- [Input records]:

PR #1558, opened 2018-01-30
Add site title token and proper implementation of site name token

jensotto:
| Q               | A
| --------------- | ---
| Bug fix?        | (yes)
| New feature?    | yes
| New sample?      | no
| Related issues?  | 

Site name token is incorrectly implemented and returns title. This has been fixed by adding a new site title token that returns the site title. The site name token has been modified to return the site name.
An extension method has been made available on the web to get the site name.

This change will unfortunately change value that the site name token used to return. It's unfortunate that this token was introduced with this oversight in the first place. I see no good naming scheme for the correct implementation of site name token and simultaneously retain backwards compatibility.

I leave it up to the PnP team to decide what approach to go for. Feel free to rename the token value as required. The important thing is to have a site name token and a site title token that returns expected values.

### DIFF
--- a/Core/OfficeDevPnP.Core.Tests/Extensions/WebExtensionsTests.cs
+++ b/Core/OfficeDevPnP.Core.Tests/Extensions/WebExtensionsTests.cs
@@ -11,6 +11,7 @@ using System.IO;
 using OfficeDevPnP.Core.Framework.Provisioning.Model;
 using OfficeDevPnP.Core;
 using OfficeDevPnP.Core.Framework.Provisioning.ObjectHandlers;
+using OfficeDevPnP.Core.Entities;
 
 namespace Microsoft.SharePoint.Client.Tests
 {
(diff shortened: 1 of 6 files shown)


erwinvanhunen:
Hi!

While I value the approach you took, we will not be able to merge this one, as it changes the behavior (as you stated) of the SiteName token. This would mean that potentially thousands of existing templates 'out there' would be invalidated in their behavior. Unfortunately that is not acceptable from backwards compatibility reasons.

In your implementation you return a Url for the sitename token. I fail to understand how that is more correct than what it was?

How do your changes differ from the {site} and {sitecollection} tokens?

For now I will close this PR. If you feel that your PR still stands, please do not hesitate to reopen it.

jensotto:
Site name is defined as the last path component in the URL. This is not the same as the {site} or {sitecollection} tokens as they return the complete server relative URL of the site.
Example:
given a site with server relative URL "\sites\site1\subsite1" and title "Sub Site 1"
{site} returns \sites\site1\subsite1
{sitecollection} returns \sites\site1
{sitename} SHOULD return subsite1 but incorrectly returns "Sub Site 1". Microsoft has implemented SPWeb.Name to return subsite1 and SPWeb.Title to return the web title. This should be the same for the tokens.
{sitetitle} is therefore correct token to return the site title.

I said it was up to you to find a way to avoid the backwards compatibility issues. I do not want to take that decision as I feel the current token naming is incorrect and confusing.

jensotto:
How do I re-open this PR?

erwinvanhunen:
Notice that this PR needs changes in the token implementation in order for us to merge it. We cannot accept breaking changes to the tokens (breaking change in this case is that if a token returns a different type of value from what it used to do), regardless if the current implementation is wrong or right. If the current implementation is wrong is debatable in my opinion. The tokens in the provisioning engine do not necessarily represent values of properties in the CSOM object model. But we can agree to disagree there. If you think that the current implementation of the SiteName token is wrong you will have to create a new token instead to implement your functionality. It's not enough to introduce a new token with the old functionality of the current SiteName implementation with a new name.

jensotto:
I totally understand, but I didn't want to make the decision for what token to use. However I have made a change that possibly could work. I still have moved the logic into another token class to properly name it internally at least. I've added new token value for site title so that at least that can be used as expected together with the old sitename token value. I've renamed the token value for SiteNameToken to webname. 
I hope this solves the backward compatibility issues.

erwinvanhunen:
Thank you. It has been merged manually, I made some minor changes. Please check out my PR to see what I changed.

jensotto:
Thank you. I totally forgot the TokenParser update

- [Exercise instructions]:
The answer must consist of every line from the entries above that contains "Thank".

- [Task result]:
Thank you. It has been merged manually, I made some minor changes. Please check out my PR to see what I changed.
Thank you. I totally forgot the TokenParser update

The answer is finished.